__Working data__
PR #4067, opened 2026-05-22
[CMSDS-4042] Complete DatePicker localization

jack-ryan-nava-pbc:
## Summary

- Months now localize to Spanish
- Day abbreviations localize to Spanish as well
- Masking localizes by switching between MM/DD/YYYY and DD/MM/YYYY
- [Ticket](https://jira.cms.gov/browse/CMSDS-4042)
- Closes #4044

## How to test

1. Run locally and open SingleInputDateField story in Storybook
2. Select the "With Picker" story
3. Change the localization to Spanish
Screenshot 2026-05-22 at 4 35 13 PM

4. Months are translated
5. Days are translated
6. Mask is localized

## Checklist

- [X] Prefixed the PR title with the [Jira ticket number](https://jira.cms.gov/projects/CMSDS/) as `[CMSDS-####] Title` or [NO-TICKET] if this is unticketed work.
- [X] Selected appropriate `Type` (only one) label for this PR, if it is a breaking change, label should only be `Type: Breaking`
- [X] Selected appropriate `Impacts`, multiple can be selected.
- [X] Selected appropriate release milestone

PR #4155, opened 2026-07-17
[CMSDS-4165] Fix `SingleInputDateField` duplicate date selection with picker.

### LINKED ISSUE #4141: [Bug:] CalendarPicker stays open when a previously selected date is selected
### Describe the Bug

When a date is selected in the calendar picker that has already been selected the picker stays open and an error is logged to the console.

### To reproduce

1. Go to [the calendar picker](https://design.cms.gov/storybook/?path=/story/components-singleinputdatefield--with-picker&globals=theme:healthcare)
2. Select any date with the picker
3. Re-open the picker and select the same date
4. Note the picker stays open and an error is logged to the console

This is a video of it happening on a recent commit on main (note the error doesn't happen but the picker still stays open on a duplicate date selection)

https://github.com/user-attachments/assets/6669b375-f9f8-4d48-956d-16f27c8c244d

### Expected behavior

When a duplicate date is selected the date picker closes and there is no error to the console.

### Severity/Impact

Medium: Product teams can use workaround but still blocker

### Desktop Operating System

Mac OS

### Desktop Browser Name

Chrome

### Desktop Browser Version

_No response_

### Device

_No response_

### Mobile Operating System

_No response_

### Mobile Browser Name

_No response_

### Mobile Browser Version

_No response_

### Additional context

[Slack thread](https://cmsgov.slack.com/archives/C0111BVM1LZ/p1783523636031469)

### Codebase/Repository URL

_No response_

### Design System Version

17.2.1

_No response_

### Team Name

Accounts

tamara-corbalt:
## Summary
**Background**
- When a user selects a date in the calendar picker that is already selected, the `onSelect` handler is invoked with `undefined`. Then,`handlePickerChange` attempts to process this value, resulting in a TypeError when `computeDateValue` calls `getMonth()` on `undefined`. You can see this behavior in our [deployed storybook](https://design.cms.gov/storybook/?path=/story/components-singleinputdatefield--with-picker).
- In [pr-4067](https://github.com/CMSgov/design-system/pull/4067) (targeted for v18.1.0 and not yet released), we updated the `onSelect` handler to guard against undefined values ([link to line](https://github.com/CMSgov/design-system/blob/main/packages/design-system/src/components/DateField/SingleInputDateField.tsx#L305)). This prevents the console error that we see currently in prod, but it also means `handlePickerChange` never runs when the selected date is clicked again. Because `handlePickerChange` is responsible for closing the calendar dialog, the picker remains open after reselecting the same date.

**Fix**
- Enables the `required` prop on `CustomDayPicker`. This is a `react-day-picker` prop (`DayPickerSingleProps`) that makes date selection required, ensuring `onSelect` receives the selected `Date` instead of `undefined`.
- Moves the `undefined` check from the `onSelect` handler into `handlePickerChange`. If `handlePickerChange` is ever invoked with `undefined`, it now exits early after closing the calendar dialog. This shouldn't occur with `required` enabled, but it provides a fallback if `required` is removed in the future.
- Adds test coverage for `SingleInputDateField`

[Jira ticket](https://jira.cms.gov/browse/CMSDS-4165)

- Closes #4141 

## How to test
**Reproduce the bug**
1. Go to [the calendar picker](https://design.cms.gov/storybook/?path=/story/components-singleinputdatefield--with-picker&globals=theme:healthcare)
2. Select any date with the picker
3. Re-open the picker and select the same date
4. Note the picker stays open and an error is logged to the console

**Verify the fix**
- Pull down this branch and start storybook
- Navigate to [SingleInputDateField with picker](http://localhost:6006/?path=/story/components-singleinputdatefield--with-picker)  
- Repeat steps 2 & 3 (above).
- Picker should close and we shouldn't see any console errors.
- Repeat the same verification for the [web component](http://localhost:6006/?path=/story/web-components-ds-date-field--with-picker).
- Run unit tests: `npm run test:unit`

## Checklist

### DIFF
--- a/packages/design-system/src/components/DateField/SingleInputDateField.tsx
+++ b/packages/design-system/src/components/DateField/SingleInputDateField.tsx
@@ -199,7 +199,12 @@ const SingleInputDateField = (props: SingleInputDateFieldProps) => {
     }
   };
 
-  const handlePickerChange = (date: Date) => {
+  const handlePickerChange = (date?: Date) => {
+    if (!date) {
+      setPickerVisible(false);
+      inputRef.current?.focus();
+      return;
+    }
     const updatedValue = computeDateValue(date, lang);
     const maskedValue = dateMask(updatedValue);
     const validDate = getValidDate(updatedValue);
@@ -302,7 +307,8 @@ const SingleInputDateField = (props: SingleInputDateFieldProps) => {
         <div ref={dayPickerRef} role="dialog" onKeyDown={handleDayPickerKeyDown}>
           <CustomDayPicker
             selected={date}
-            onSelect={(day) => day && handlePickerChange(day)}
+            required
+            onSelect={handlePickerChange}
             defaultMonth={date ?? defaultMonth}
             {...{
               fromDate,
--- a/packages/design-system/src/components/DateField/CustomDayPicker.tsx
+++ b/packages/design-system/src/components/DateField/CustomDayPicker.tsx
@@ -17,6 +17,7 @@ type CustomDayPickerProps = Pick<
   DayPickerSingleProps,
   | 'selected'
   | 'onSelect'
+  | 'required'
   | 'defaultMonth'
   | 'fromDate'
   | 'fromMonth'
--- a/packages/design-system/src/components/DateField/SingleInputDateField.test.tsx
+++ b/packages/design-system/src/components/DateField/SingleInputDateField.test.tsx
@@ -345,28 +345,25 @@ describe('SingleInputDateField', function () {
       expect(onChange).toHaveBeenCalledWith('01/19/2000', '01/19/2000', expectedDate);
     });
 
-    it('does not deselect the date when the selected day is selected again', async () => {
+    it('does not deselect the selected date when it is selected again', async () => {
       const onChange = jest.fn();
-      const { user } = renderPicker({ onChange });
+      const { user } = renderPicker({
+        value: '01/19/2000',
+        onChange,
+      });
 
-      const calendarButton = screen.getByRole('button');
-      const selectedDay = () => screen.getByRole('gridcell', { name: /19th/ });
+      await user.click(screen.getByRole('button'));
 
-      await user.click(calendarButton);
-      await user.click(selectedDay());
+      // Reset the mock so this assertion only covers reselecting the date.
+      onChange.mockClear();
+
+      await user.click(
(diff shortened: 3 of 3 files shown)


packages/design-system/src/components/DateField/SingleInputDateField.tsx
```diff
@@ -302,7 +307,8 @@ const SingleInputDateField = (props: SingleInputDateFieldProps) => {
         <div ref={dayPickerRef} role="dialog" onKeyDown={handleDayPickerKeyDown}>
           <CustomDayPicker
             selected={date}
-            onSelect={(day) => day && handlePickerChange(day)}
+            required
```
jack-ryan-nava-pbc, line 310: Is this attribute necessary? Why did you add it?

jack-ryan-nava-pbc (commented):
Tests are passing and everything looks good, I'm just curious about the addition of the required attribute? I couldn't find it in the renderer DOM tree, so I wonder if it gets removed by the CaldendarPicker internals anyway?

tamara-corbalt:
> Tests are passing and everything looks good, I'm just curious about the addition of the required attribute? I couldn't find it in the renderer DOM tree, so I wonder if it gets removed by the CaldendarPicker internals anyway?

Good question! `required` is a react prop on react-day-picker's `DayPickerSingleProps`, not an HTML attribute, so I wouldn't expect it to appear in the DOM.

I probably should have explained this better in the PR description. In my approach, the primary fix is adding the `required` prop, with the early return in `handlePickerChange` acting as a defensive fallback in case `required` is inadvertently removed in the future. If I disable `required` now, the unit test I added fails. According to the `react-day-picker` [docs](https://daypicker.dev/v8/using-daypicker/selection-modes#required-selection), enabling `required` prevents the selected date from being deselected.

I think this is more consistent with our current API. If the user clicks the selected date again, we don't propagate a "no date selected" state back to the input. If we relied only on the guard in `handlePickerChange`, we'd silently deselect the date in the calendar without communicating this to user.

packages/design-system/src/components/DateField/SingleInputDateField.tsx
tamara-corbalt: Good question, left my reasoning [here](https://github.com/CMSgov/design-system/pull/4155#issuecomment-5006905161)

jack-ryan-nava-pbc (approved):
Nice! Thank you for the explanation!

PR #4158, opened 2026-07-21
[CMSDS-3937] Add Tab Iconography example to Storybook and Doc Site

jack-ryan-nava-pbc:
## Summary

- Our Tabs component can accept a React Node as a child, so that makes it easy to add complex markup like <svg> + <p> or whatever. 
- Most of the changes here are a new Storybook story and it's associated snapshot updates
- New documentation mostly copied from the [Button component with Icon section] (https://design.cms.gov/components/button/#adding-icons)
- There is a single styling change however. We previously had a rule that only styled SVGs if they were direct children of the tabs component. I changed it so the inline icon styling is applied to svgs anywhere in the child hierarhcy.
- [Ticket](https://jira.cms.gov/browse/CMSDS-3937)

## How to test

1. `npm run freshen`
2. `npm run storybook`
3. Make sure the stories display

## Checklist


packages/docs/content/components/tabs.mdx
```diff
@@ -14,12 +14,36 @@ healthcare:
...
 
 ## Examples
 
 <StorybookExample componentName="tabs" storyId="components-tabs--default" minHeight={400} />
 
+### Adding icons
+
+- When adding an inline SVG icon, it will appear in the same color as the tab text.
+- For the crispest icon rendering, the icon must have a square `viewBox` with values that are multiples of 8 (e.g., 24x24).
+- Use the margin utility class to add spacing between the icon and tab text.
```
tamara-corbalt: Maybe give an example of which utility class to use, or link to our utility classes?

packages/docs/content/components/tabs.mdx
```diff
@@ -70,6 +94,7 @@ When implemented correctly, screen readers announce:
 - Its `role` (e.g., "tab").
 - Its position within the set (e.g., "Tab 1 of 3").
 - Whether the tab is selected.
+- An element's name, or accessible name, is how it is identified by browsers and the [accessibility tree](https://developer.mozilla.org/en-US/docs/Glossary/Accessibility_tree). Accessible names provide information for assistive technology, such as screen readers, and so icon tab must include an accessible name. If there is no text beside the icon then an `aria-label` or `aria-labelledby` attribute can be used to give the tab its accessible name.
```
tamara-corbalt: Can we simplify the first sentence? Something like: "An element's accessible name is how browsers and the [accessibility tree](https://developer.mozilla.org/en-US/docs/Glossary/Accessibility_tree) identify it."

I think the last sentence can be simplified as well: "If there is no visible text beside the icon, use an `aria-label` or `aria-labelledby` attribute to provide one."

tamara-corbalt (commented):
Looks great to me overall! Left a few minor wording suggestions for the added documentation. 

Also, do we want to add a icon example for `ds-tabs`?

packages/design-system/src/styles/components/_Tabs.scss
```diff
@@ -120,7 +120,7 @@
   }
 
   // SVG icons
-  > svg {
```
jack-ryan-nava-pbc, line 123: This is one of the more important changes.

packages/docs/content/components/tabs.mdx
jack-ryan-nava-pbc: I tested and we actually need to expand a bit on this guidance. So I'm incorporating your changes and adding that we need to set `ariaHidden` to false on the icon component.

jack-ryan-nava-pbc:
> Looks great to me overall! Left a few minor wording suggestions for the added documentation.
> 
> Also, do we want to add a icon example for `ds-tabs`?

So, funny story about the web component version: we can only pass in strings as arguments. I can imagine a world where someone passes in a stringified svg icon, but I don't think I'm that person. If you strongly disagree, I can still do the example, but I think I want to pass for now.

tamara-corbalt:
> > Looks great to me overall! Left a few minor wording suggestions for the added documentation.
> > Also, do we want to add a icon example for `ds-tabs`?
> 
> So, funny story about the web component version: we can only pass in strings as arguments. I can imagine a world where someone passes in a stringified svg icon, but I don't think I'm that person. If you strongly disagree, I can still do the example, but I think I want to pass for now.

I support your decision to not become the "stringified SVG" person. 😄

packages/docs/content/components/tabs.mdx
```diff
@@ -70,6 +94,7 @@ When implemented correctly, screen readers announce:
 - Its `role` (e.g., "tab").
 - Its position within the set (e.g., "Tab 1 of 3").
 - Whether the tab is selected.
+- An accessible name is how browsers and the [accessibility tree](https://developer.mozilla.org/en-US/docs/Glossary/Accessibility_tree) identify it. Accessible names provide information for assistive technology, such as screen readers, and so icon tab must include an accessible name. If there is no text beside the icon then you must set the `ariaHidden` prop (or `aria-hidden` attribute) to `false`. Icons have built in title attributes which are the default accessible name, however you can set your own accessible name for the icon by passing in a `string` to the `description` prop on the icon component.
```
tamara-corbalt: I think the expanded guidance here looks great! One nit: the last sentence feels like it should be split into two:
``` 
Icons have built in title attributes which are the default accessible name. However, you can set your own accessible name for the icon by passing in a `string` to the `description` prop on the icon component.
```

jack-ryan-nava-pbc: Agreed! It is done.

tamara-corbalt (approved):
LGTM! Thanks for addressing my feedback 😸

PR #4165, opened 2026-07-27
[NO-TICKET] Fix failing `ds-choice` snapshot

tamara-corbalt:
## Summary

* PR #4158 included a few snapshot updates for components that use icons.
* It looks like the snapshot for `ds-choice` was generated with a different font, which was likely not intended and is causing the nightly VRTs to fail.

## How to test

`CI=true npm run test:browser -- --grep "Choice"`

## Checklist


derek-cmsds (approved):
Any idea why the failing snapshot had this different font?

tamara-corbalt:
> Any idea why the failing snapshot had this different font?

Not really sure. The only styling change introduced in that pr was the rule that applies styling to SVGs only when they're direct children of `Tabs`

jack-ryan-nava-pbc:
Yeah this is weird. I wonder if the font didn't load in time or something?

tamara-corbalt:
> Yeah this is weird. I wonder if the font didn't load in time or something?

Possibly. We've seen font-loading issues in CI before, but I'd expect to see more snapshot failures sprinkled across our suite if that were the case. This has been the only one failing for three nights.

PR #4198, opened 2026-08-13
[NO-TICKET] Prettier should ignore Astro files

derek-cmsds:
## Summary

- If you run npm run apply-example-templates right now, you'll see the following errors:
```shell
[error] No parser could be inferred for file: examples/astro-themes/src/components/WebComponentExamples.astro
[error] No parser could be inferred for file: examples/astro/src/pages/web-components.astro
```
- This is because we don't currently have an Astro plugin for Prettier installed in our repo. I tried installing one to see what would happen, and it wiped the files completely. We probably don't want that.
- The easiest way to get rid of these errors is for Prettier to ignore all Astro files by updating the `.prettierignore` file. This PR does that.

## How to test

1. Run `npm run apply-example-templates`
2. Verify the above errors no longer appear in the output.

## Checklist

## AI Usage

- [ ] USED_AI: I attest that I have read, understood, and take ownership of all AI-generated code in this PR.
- [x] NO_AI: I did not use AI.

### DIFF
--- a/.prettierignore
+++ b/.prettierignore
@@ -1,3 +1,4 @@
+**/*.astro
 **/node_modules/**
 **/dist/**
 tmp/**


.prettierignore
```diff
@@ -1,3 +1,4 @@
+**/*.astro
```
jack-ryan-nava-pbc, line 1: Yes, yes it should ignore astro files.

jack-ryan-nava-pbc (approved):
LGTM!!!!!!!!!!!!!!!

PR #2313, opened 2018-01-03
[CORDA-894] Use Metadata's advertised scheme to identify signature algorithm

kchalkias:
- Previously `findSignatureScheme(key: PublicKey)` was used to identify the scheme type when verifying signatures. However, we could use attached Metadata's `schemeNumberID` to bypass `findSignatureScheme`. Security-wised this is more correct, as we inherently check if the Metadata contains the expected scheme. At the moment we validate public keys and param matching with the advertised metadata scheme during signing and verification.
- a descriptive log output has been added to `doVerify()`, required for debugging purposes.
- [BUG fix] fixed a mismatch Metadata issue caused when signing initial transaction and create signature with CompositeKeys (i.e., in BFT Notaries). Now the first matching key (of the `CompositeKey` is used as key_type in Metadata).
- Decongest `Crypto.kt` by moving/grouping private methods outside the Crypto object (as `internal`s), in the same way as we did for `providerMap`.
- Tests that Metadata matching works as expected.


kchalkias:
I will close this PR as it gets very big and it should be split into smaller PRs. One of them is https://github.com/corda/corda/pull/3069

PR #2315, opened 2018-01-04
Harmonises the names of the parameters across CashExitFlow constructors.

joeldudleyr3:
Previously, one constructor used `issueRef`, and the other used `issuerRef`. This is confusing when starting the flow from the CRaSH shell and using named parameters.


joeldudleyr3:
Reverted port allocation change. API stability tests failed due to missing space on agent. Re-running now.

PR #2322, opened 2018-01-05
Comparison V1-V2 - Do not merge

sollecitom:
Do not merge!


kchalkias:
This is an experimental PR, required for identifying differences between v1 and v2. It seems that we (with @sollecitom) managed to identify the source of the problem, which is related to some serialisation inconsistency between two versions and it's not a cryptography-related side-effect. We are still working on documenting the case and we are examining potential workarounds (one of them already worked).

gendal:
As discussed on Friday with you and @kchalkias, I *think* we're OK on v1 and v2 as we did not commit to wire stability (Even though we _hoped_ we delivered it)

But we WILL be committing to it from 3.0.  In particular, states and transactions persisted using 3.0 (including the dev preview) need to be deserialisable by all future versions of Corda (both OS and enterprise).  So I suspect the work you've done here could be very useful.  As you commented to me, we need to get the equivalent of the API Stability checker implemented asap.

sollecitom:
Hi Richard,

Let's discuss this on Monday. The work we're doing on docker would greatly
help us in this sense.

Enjoy the weekend,

Michele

__Problem details__
What you give back should be only the lines of the records above, starting at the line with "3. Change the localization to Spanish" and ending at the line with "- [X] Prefixed", restated word for word.

__Your solution__
3. Change the localization to Spanish
Screenshot 2026-05-22 at 4 35 13 PM

4. Months are translated
5. Days are translated
6. Mask is localized

## Checklist

- [X] Prefixed the PR title with the [Jira ticket number](https://jira.cms.gov/projects/CMSDS/) as `[CMSDS-####] Title` or [NO-TICKET] if this is unticketed work.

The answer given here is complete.